PR #1330, opened 2017-08-18
Replace OpenMP parallelization with OpenCV's general parallel_for_ to…

### LINKED ISSUE #1329: Structured Edge Detection only optimized for OpenMP
Examining the code of ximgproc's structured edge detection shows that parallelization in `predictEdges()` is only accomplished with OpenMP. 
This could be improved using OpenCV's own parallel_for which to my knowledge chooses the appropriate backend (TBB, OpenMP, GCD).
See also issue [#8179](https://github.com/opencv/opencv/issues/8179) of the main repo.

A PR will be submitted soon.

Update: PR #1330 is submitted, however it will fail until #1168 is resolved as it uses C++11's Lambdas.

Jaykob:
… cover other backends than OpenMP.

resolves #1329
depends on #1168

### This pullrequest changes

This replaces specific OpenMP parallelization in `predictEdges()` with the more general OpenCV parallel_for.
As C++11`s lambdas are used, this will depend on #1168.

### DIFF
--- a/modules/ximgproc/src/structured_edge_detection.cpp
+++ b/modules/ximgproc/src/structured_edge_detection.cpp
@@ -730,9 +730,10 @@ protected:
             }
             // lookup tables for mapping linear index to offset pairs
 
-        const cv::Range range(0, height);
         #ifdef CV_CXX11
-        parallel_for_(range, [&](const cv::Range& range)
+        parallel_for_(cv::Range(0, height), [&](const cv::Range& range)
+        #else
+        const cv::Range range(0, height);
         #endif
         {
             for(int i = range.start; i < range.end; ++i) {
@@ -788,7 +789,7 @@ protected:
 
         float step = 2.0f * CV_SQR(stride) / CV_SQR(ipSize) / nTreesEval;
         #ifdef CV_CXX11
-        parallel_for_(range, [&](const cv::Range& range)
+        parallel_for_(cv::Range(0, height), [&](const cv::Range& range)
         #endif
         {
             for(int i = range.start; i < range.end; ++i)
--- a/modules/ximgproc/src/structured_edge_detection.cpp
+++ b/modules/ximgproc/src/structured_edge_detection.cpp
@@ -729,65 +729,72 @@ protected:
                 offsetY[n] = x2*features.cols*nchannels + y2*nchannels + z;
             }
             // lookup tables for mapping linear index to offset pairs
-        #ifdef _OPENMP
-        #pragma omp parallel for
+
+        const cv::Range range(0, height);
+        #ifdef CV_CXX11
+        parallel_for_(range, [&](const cv::Range& range)
         #endif
-        for (int i = 0; i < height; ++i)
         {
-            float *regFeaturesPtr = regFeatures.ptr<float>(i*stride/shrink);
-            float  *ssFeaturesPtr = ssFeatures.ptr<float>(i*stride/shrink);
+            for(int i = range.start; i < range.end; ++i) {
+                float *regFeaturesPtr = regFeatures.ptr<float>(i*stride/shrink);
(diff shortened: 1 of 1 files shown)


sovrasov:
@Jaykob OpenCV will switch to cxx11 by default with the next major version i.e. 4.0., so if you want it to be merged this year, you should use old-style parallel for.

Jaykob:
For the moment I'm OK with waiting as it builds successfully with cxx11 here.
Should I find the time, I'll implement it using the old-style, however I'm not a big fan of it as I think readability suffers a lot...

csukuangfj:
I would like to change it to ParallelLoopBody if you do not want to.

Jaykob:
I found the time and started already, should be finished soon.

csukuangfj:
You could check whether the macro "HAVE_CXX11" is defined or not
to switch to C++11

alalek:
`HAVE_CXX11` is available in CMake scripts only. In C++ code please use [`CV_CXX11`](https://github.com/opencv/opencv/blob/3.3.0/modules/core/include/opencv2/core/cvdef.h#L385-L396).

Example:
```
#ifdef CV_CXX11
parallel_for_(cv::Range(0, height), [&](const cv::Range& range)
#else
const cv::Range range(0, height);
#endif
{
    ... regular parallel body code ...
}
#ifdef CV_CXX11
);
#endif
```

(there is no parallel loop execution in C++98 compilation mode)

Jaykob:
Good idea, thanks! I just commited it this way.

csukuangfj:
My suggestion was to implement both C++11 version and ParallelLoopBody version and
switch between them with the macro. Now there is no parallelization in case C++11 is unavailable.

modules/ximgproc/src/structured_edge_detection.cpp
```diff
@@ -730,7 +730,10 @@ class StructuredEdgeDetectionImpl : public StructuredEdgeDetection
             }
             // lookup tables for mapping linear index to offset pairs
```
csukuangfj: The buildbot says there are some spaces.

Jaykob:
Yes that's true. I think it should be OK to assume C++11 in the year 2017, though. As it will be activated by default with 4.0.0, it's only temporary anyway.
But feel free to submit a PR that implements both versions.

sovrasov:
:+1:

modules/ximgproc/src/structured_edge_detection.cpp
```diff
@@ -729,65 +729,72 @@ class StructuredEdgeDetectionImpl : public StructuredEdgeDetection
                 offsetY[n] = x2*features.cols*nchannels + y2*nchannels + z;
             }
             // lookup tables for mapping linear index to offset pairs
-        #ifdef _OPENMP
-        #pragma omp parallel for
+
+        const cv::Range range(0, height);
+        #ifdef CV_CXX11
+        parallel_for_(range, [&](const cv::Range& range)
         #endif
```
alalek: C++11 mode emit these warnings:
```
structured_edge_detection.cpp:735:56: warning: declaration of 'range' shadows a previous local [-Wshadow]
structured_edge_detection.cpp:733:25: warning: shadowed declaration is here [-Wshadow]
structured_edge_detection.cpp:791:56: warning: declaration of 'range' shadows a previous local [-Wshadow]
structured_edge_detection.cpp:733:25: warning: shadowed declaration is here [-Wshadow]
```

Please move top-level `range` declaration under `#else`.

Jaykob:
I just found out that the parallelization of the second loop causes a nondeterministic behaviour. 
Results differ from run-to-run using the same image.
Seems like this bug has been there ever since it was parallelized using OpenMP in my eyes. Will have a closer look at it soon.

PR #1332, opened 2017-08-18
making minRepDistance not quadratically dependent on the image size

### LINKED ISSUE #1331: CharUco Diamond detection detects too many false positives when the image resolution is high.

- OpenCV => 3.3
- Operating System / Platform => Any
- Compiler => Any

##### Detailed description

CharUco Diamond detection detects too many false positives when the image resolution is high.

The reason is that a variable is that  ```minRepDistance``` inside ```detectCharucoDiamond``` is growing in squared proportion to the image width, and then its value is squared again for the thresholding using ```closestCandidateDistance``` inside of ```refineDetectedMarkers```.

##### Steps to reproduce

Take for instance the image of original size 1920x1080. It recognizes (7, 9, 45, 2), although the marker is (2,7,45,9). And the pose is totally wrong. 

With the downsampled image of 960x540 (and of course a corresponding calibration file of half the resolution), the id is correctly recognized as (2,7,45,9) and the pose estimation is accurate.

You can try moving the window size parameters, but reality is that ```detectCharucoDiamond``` does not consider any detector parameters. 

Original image size (1920x1080):
example1085

Downsampled image (960x540):
example1085_resized

The results yout get are:

Original image size (1920x1080):
out_screenshot_04 08 2017

Downsampled image (960x540):
out_screenshot_04 08 2017_resized

You can use the very same code available in the ```modules/aruco/samples/detect_diamonds.cpp``` for testing. 
The calibration files are available as 

Camera calibration for original image:
[calibration_tango.txt](https://github.com/opencv/opencv_contrib/files/1234019/calibration_tango.txt)

Camera calibration for resized image: 
[calibration_tango_resized.txt](https://github.com/opencv/opencv_contrib/files/1234021/calibration_tango_resized.txt)

##### How to fix

There are much better ways to fix (between them to consider detector parameters), but the least intrusive would be to change ```minRepDistanceRate``` and ```minRepDistance```, inside of ```charuco.cpp```. I attach a diff :

```
diff -ruN OpenCV_contrib/src/modules/aruco/src/charuco.cpp OpenCV_contrib.1/src/modules/aruco/src/charuco.cpp
--- OpenCV_contrib/src/modules/aruco/src/charuco.cpp	2016-12-23 12:09:43.000000000 +0100
+++ OpenCV_contrib.1/src/modules/aruco/src/charuco.cpp	2017-08-09 16:15:38.003573042 +0200
@@ -738,7 +738,7 @@
 
     CV_Assert(_markerIds.total() > 0 && _markerIds.total() == _markerCorners.total());
 
-    const float minRepDistanceRate = 0.12f;
+    const float minRepDistanceRate = 1.3024550356922115f;
 
     // create Charuco board layout for diamond (3x3 layout)
     Ptr<Dictionary> dict = getPredefinedDictionary(PREDEFINED_DICTIONARY_NAME(0));
@@ -771,7 +771,7 @@
           perimeterSq += edge.x*edge.x + edge.y*edge.y;
         }
         // maximum reprojection error relative to perimeter
-        float minRepDistance = perimeterSq * minRepDistanceRate * minRepDistanceRate;
+        float minRepDistance = sqrt(perimeterSq) * minRepDistanceRate;
 
         int currentId = _markerIds.getMat().at< int >(i);
```

A pull request is on its way. Please support it! :+1:

cduguet:
### System information (version)

OpenCV => 3.3
Operating System / Platform => Any
Compiler => Any
Detailed description

CharUco Diamond detection detects too many false positives when the image resolution is high.

The reason is that a variable is that ```minRepDistance``` inside ```detectCharucoDiamond``` is growing in squared proportion to the image width, and then its value is squared again for the thresholding using ```closestCandidateDistance``` inside of ```refineDetectedMarkers```.

The images for testing this problem and the corresponding calibration files can be found in: 

https://github.com/opencv/opencv_contrib/issues/1331

### DIFF
--- a/modules/aruco/src/charuco.cpp
+++ b/modules/aruco/src/charuco.cpp
@@ -738,7 +738,7 @@ void detectCharucoDiamond(InputArray _image, InputArrayOfArrays _markerCorners,
 
     CV_Assert(_markerIds.total() > 0 && _markerIds.total() == _markerCorners.total());
 
-    const float minRepDistanceRate = 0.12f;
+    const float minRepDistanceRate = 1.302455f;
 
     // create Charuco board layout for diamond (3x3 layout)
     Ptr<Dictionary> dict = getPredefinedDictionary(PREDEFINED_DICTIONARY_NAME(0));
@@ -771,7 +771,7 @@ void detectCharucoDiamond(InputArray _image, InputArrayOfArrays _markerCorners,
           perimeterSq += edge.x*edge.x + edge.y*edge.y;
         }
         // maximum reprojection error relative to perimeter
-        float minRepDistance = perimeterSq * minRepDistanceRate * minRepDistanceRate;
+        float minRepDistance = sqrt(perimeterSq) * minRepDistanceRate;
 
         int currentId = _markerIds.getMat().at< int >(i);
 


modules/aruco/src/charuco.cpp
```diff
@@ -738,7 +738,7 @@ void detectCharucoDiamond(InputArray _image, InputArrayOfArrays _markerCorners,
 
     CV_Assert(_markerIds.total() > 0 && _markerIds.total() == _markerCorners.total());
 
-    const float minRepDistanceRate = 0.12f;
+    const float minRepDistanceRate = 1.302455f;
```
sovrasov: How did you calculate this value?

sovrasov:
:+1:

PR #1339, opened 2017-08-22
fix cmake configuration error

jasjuang:
WIthout this change, there will be the below cmake configuration error

``````
CMake Error at /home/ubuntu/ppa/opencv_contrib/modules/cnn_3dobj/CMakeLists.txt:39 (target_link_libraries):
  The keyword signature for target_link_libraries has already been used with
  the target "opencv_test_cnn_3dobj".  All uses of target_link_libraries with
  a target must be either all-keyword or all-plain.

  The uses of the keyword signature are here:

   * /home/ubuntu/ppa/opencv/cmake/OpenCVUtils.cmake:911 (target_link_libraries)
``````


sovrasov:
:+1:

━━━━━━━━━━━━━━━━━━━━

Work task:
Copy each line of the data that includes the word "time".

Finished task:
Should I find the time, I'll implement it using the old-style, however I'm not a big fan of it as I think readability suffers a lot...
I found the time and started already, should be finished soon.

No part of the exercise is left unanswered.